2 Anderson and Decker (2005) refer to “extensiveness,” Ghosh and John (2005) to “incompleteness,” Lusch and Brown (1996) to “hard contracting,” Mooi and Ghosh (2010) to “specificity,” Reuer and Arino (2007) to “complexity,” and Wuyts and Geyskens (2005) to “detailed contract drafting” to reflect the extent to which a contract specifies all possible contingencies and the associated responses (Gong, et al 2007).3
We gratefully acknowledge the insights of an anonymous reviewer with respect to this point.4
Across all eight contracts examined, we were unable to find a single clause favoring the franchisee. As such, variations in contractual one-sidedness are solely a function of the number of clauses favoring the franchisor. 5
Although multi-level structural equation models (MLSEM) can accommodate the first three characteristics, assessing six multiplicative interactions between latent constructs is currently beyond the capabilities of the numerical integration technique used.

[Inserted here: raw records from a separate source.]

PR #160, opened 2025-03-08
Add spp.create_packet_list function

medley56:
## Checklist

### DIFF
--- a/space_packet_parser/__init__.py
+++ b/space_packet_parser/__init__.py
@@ -1,4 +1,5 @@
 """Space Packet Parser"""
+from collections.abc import Iterable
 from pathlib import Path
 from typing import Union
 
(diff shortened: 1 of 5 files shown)


space_packet_parser/__init__.py
```diff
@@ -15,6 +16,43 @@ def load_xtce(filename: Union[str, Path]) -> XtcePacketDefinition:
...
+    """Directly create a list of Packet objects directly from one or more binary files and an XTCE definition
+
+    Parameters
+    ----------
+    packet_files : Union[str, Path, Iterable[Union[str, Path]]]
+        Packet files
+    xtce_packet_definition : Union[str, Path, xtce.definitions.XtcePacketDefinition]
+        Packet definition for parsing the packet data
+    packet_generator_kwargs : Optional[dict]
+        Keyword arguments passed to `XtcePacketDefinition.packet_generator()`
```
greglucas, line 38: Do we want to add this option if we are thinking about getting rid of the generator on the definition? I'm wondering if we want to accept a generator instead here, or call this method `create_ccsds_packet_list` or something like that?

I'm still torn on how this should all behave and how to make it simple and general at the same time.

medley56: If we accept a custom generator function then I think we want to allow the user to pass kwargs to it. We certainly need it for the `ccsds_generator`, right? One option could be to disallow additional kwarg passing and tell the user they have to pass the generator as a `functools.partial` with options already set. I'm not sure what is easier for people.

greglucas: Thinking broader about what it means to be generic to any packet type with XTCE parsing. We probably shouldn't provide a generator like I mentioned, instead the XTCE parsing would yield the packets that it produces during its parsing. This would also mean removing the ccsds_generator from the `definition.packet_generator()` routine.

medley56: Linking to #140.
I'm still not understanding how we would decide how many bytes to read from the source before we instantiate a `Packet` for parsing without letting users define that logic for themselves. For CCSDS it's obvious but it's not obvious to me how we would do it without a CCSDS header to tell us how many bytes are in the packet. e.g. How many bytes should go in the `binary_data` attribute of a new `Packet` object?

PR #161, opened 2025-03-08
Improve unit test coverage

medley56:
I noticed that we had low-ish coverage on a couple modules, mostly on the error-handling since most of the tests are run correctly. I found some locations where we were checking for exception cases in `evaluate` methods when we should have been pre-checking in either init or `from_xml`. 

I added some additional coverage to the packets.py module but I'm thinking that will probably need rework after @greglucas 's refactoring in #140 

## Checklist
- [NA] The changelog.md has been updated

### DIFF
--- a/space_packet_parser/xtce/comparisons.py
+++ b/space_packet_parser/xtce/comparisons.py
@@ -1,5 +1,4 @@
 """Matching logical objects"""
-import warnings
 from abc import ABCMeta, abstractmethod
 from collections import namedtuple
 from typing import Any, Optional, Union
@@ -55,8 +54,13 @@ class MatchCriteria(common.AttrComparable, common.XmlObject, metaclass=ABCMeta):
 class Comparison(MatchCriteria):
     """<xtce:Comparison>"""
 
-    def __init__(self, required_value: str, referenced_parameter: str,
-                 operator: str = "==", use_calibrated_value: bool = True):
+    def __init__(
+            self,
+            required_value: str,
+            referenced_parameter: str,
+            operator: str = "==",
+            use_calibrated_value: bool = True
+    ):
         """Constructor
 
         Parameters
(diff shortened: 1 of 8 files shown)


space_packet_parser/xtce/comparisons.py
```diff
@@ -389,21 +383,8 @@ def evaluate(self,
...
-                return packet[parameter_name] if use_calibrated \
-                    else packet[parameter_name].raw_value
-            except KeyError as e:
-                raise ComparisonError(f"Attempting to perform a Condition evaluation on {self.left_param} but "
-                                      "the referenced parameter does not appear in the hitherto parsed data passed to "
-                                      "the evaluate method. If you intended a comparison against the raw value of the "
-                                      "parameter currently being parsed, unfortunately that is not currently supported."
-                                      ) from e
-
-        # TODO: Consider allowing one of the parameters to be the parameter currently being evaluated.
```
greglucas, line 402: I thought this did work since I'm using it in other places already? Maybe that is only in a different "Comparison"... Or is the "parameter_name" the same as `self`'s name in this case so it works because of that? Ultimately I'm wondering if we can get rid of the `current_parsed_value` since it is ignored in several places and somehow rely on the comparison to the value in the packet.

tests/unit/test_packets.py
```diff
@@ -204,3 +206,36 @@ def test__extract_bits(start, nbits):
...
+
+    # From socket
+    send, recv = socket.socketpair()
+    send.send(test_packet)
+    assert next(packets.ccsds_generator(recv))
+    send.close()
+    recv.close()
+
+    # From bytes
+    # This covers show_progress conditional code and also the end of the iterator
```
greglucas, line 228: I'm curious whether we actually want the `show_progress` flag? Could we point users to `tqdm` or another progressbar package instead?

greglucas (approved):
Yeah, one of us will have to fix some merge conflicts, but overall this doesn't seem like it will cause too much headache `CCSDSPacket` -> `Packet` mostly.

tests/unit/test_packets.py
medley56: Sure! Let's investigate this in #162

space_packet_parser/xtce/comparisons.py
medley56: I'm going to add a TODO item in place of this removed error handling with a reference to a new ticket.

medley56: See #163

PR #173, opened 2025-08-02
MNT: Add better error message for XTCE from file-like

### LINKED ISSUE #172: Add XtceDefinition(str/path) warning
In the old `XtceDefinition` location we point people to the new methods, but I still ended up making the mistake in my port of doing
`definition.XtceDefinition(str_path_to_file)`, which then had an error raised later when iterating through the container names. We can intercept this early and give a nicer warning to users of which method to use to instantiate from a file.

greglucas:
closes #172

## Checklist


medley56 (approved):
Nice QOL improvement for people migrating from old versions. Merging.

PR #177, opened 2025-08-05
Allow numpy>=1.26

### LINKED ISSUE #171: Allow numpy <2.0.0
Lots of libraries are still using numpy v1. It's pretty strict to require numpy >2.0.0 with our xarray dependency. Make sure everything still works though.

medley56:
There are a lot of libraries that have pinned numpy<2.0.0. Just allowing the last v1 of numpy improves our compatibility greatly. Unfortunately going back beyond 1.26, we run into build system incompatibilities, I think because numpy<=1.25 relies on setuptools and setuptools has seen significant changes in the last few years but there's no documentation on what version is required because when 1.25 was developed, setuptools had not yet become incompatible and setuptools releases major versions every week it seems.

### DIFF
--- a/meta.yaml
+++ b/meta.yaml
@@ -25,7 +25,7 @@ requirements:
     - click>=8.0
     - rich>=13.0
     - xarray>2024.0.0
-    - numpy>=2.0.0
+    - numpy>=1.26.0
 
 test:
   imports:
--- a/pyproject.toml
+++ b/pyproject.toml
@@ -61,7 +61,7 @@ spp = "space_packet_parser.cli:spp"
 [project.optional-dependencies]
 xarray = [
     "xarray>2024.0.0",
-    "numpy>=2.0.0"
+    "numpy>=1.26.0"
 ]
 examples = [
     "matplotlib>=3.4"


greglucas (approved):
> There are a lot of libraries that have pinned numpy<2.0.0

Really? I think almost all major libraries have been updated at this point.

> Unfortunately going back beyond 1.26, we run into build system incompatibilities

You aren't or shouldn't be building numpy though, you are just using the numpy API. Were you testing this with a newer Python version? Once you start going back in numpy versions then you also have to test with older Python versions, so it should be a min-everything (min-python, min-numpy, min-xarray, etc.) build and not a Python 3.13 + numpy 1.x if that makes sense.

greglucas:
> Brandons Curryer library requires numpy <2.0.0 (I created an issue there).

xref? https://github.com/lasp/curryer/issues

> I didn't look too deep into it. But we don't install setuptools at all and it seems like numpy 1.25 requires something out of setup tools or pkgconfig or some other build library to work. 1.26 is when they started using meson I think.

My point is that this package shouldn't need to worry about installing the dependency. Linux distributors, conda distributors, or wheels can handle that. Once someone figures out how to install it, then does this package work with that version.

The following works fine for me locally.

```bash
python3.10 -m venv .env-310
source .env-310/bin/activate
pip install . "numpy==1.25"
```

medley56 (commented):
I stand corrected. *Now* I have created a Curryer issue: https://github.com/lasp/curryer/issues/20

Apparently this is a Python 3.12 issue with the deprecation of `pkgutil.ImpImporter` breaking the numpy install process for numpy<1.26. I was also missing setuptools from my venv. Once I installed setuptools I got the error in this Numpy issue: https://github.com/numpy/numpy/issues/23808#issuecomment-1722440746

A second option using the generalized least squares (GLS) approach proposed by Nickerson, Hamilton, and Wada (2001) does not account for clustered observations. As well, the two-step procedure is statistically inefficient (Heckman 1979), thereby yielding higher Type 1 error rates in small samples. Nevertheless, we discuss the latter approach as an additional test of the robustness of our results. 6
Although we have no a priori expectation regarding the combination of all three ex post governance mechanisms, we did estimate a model testing such a three-way interaction and found it to be a non-significant predictor of compliance and opportunism.